## Exercise goal
Once you have read the entries, copy all of them exactly.

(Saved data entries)
PR #3091, opened 2026-04-02
[occm] Sync Helm chart with raw manifests

fvrk4n:

The OCCM Helm chart had drifted from the raw manifests in three areas:

1. **Scheduling**: The Helm chart used `nodeSelector` with an exact empty string match (`node-role.kubernetes.io/control-plane: ""`), while the raw manifest uses `nodeAffinity` with `operator: Exists`. This fails on clusters where the label value is not empty (e.g. RKE2 sets it to `true`). Replaced `nodeSelector` with `affinity` in both `values.yaml` and `daemonset.yaml`.

2. **Tolerations**: The raw manifest defines four tolerations but the Helm chart only had two. Added the missing `CriticalAddonsOnly=true:NoExecute` (without this, pods fail to schedule on clusters that taint control plane nodes with CriticalAddonsOnly) and `node-role.kubernetes.io/master:NoSchedule` (backward compatibility with older clusters using the legacy label).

## Problem solution
PR #3091, opened 2026-04-02
[occm] Sync Helm chart with raw manifests

fvrk4n:

The OCCM Helm chart had drifted from the raw manifests in three areas:

1. **Scheduling**: The Helm chart used `nodeSelector` with an exact empty string match (`node-role.kubernetes.io/control-plane: ""`), while the raw manifest uses `nodeAffinity` with `operator: Exists`. This fails on clusters where the label value is not empty (e.g. RKE2 sets it to `true`). Replaced `nodeSelector` with `affinity` in both `values.yaml` and `daemonset.yaml`.

2. **Tolerations**: The raw manifest defines four tolerations but the Helm chart only had two. Added the missing `CriticalAddonsOnly=true:NoExecute` (without this, pods fail to schedule on clusters that taint control plane nodes with CriticalAddonsOnly) and `node-role.kubernetes.io/master:NoSchedule` (backward compatibility with older clusters using the legacy label).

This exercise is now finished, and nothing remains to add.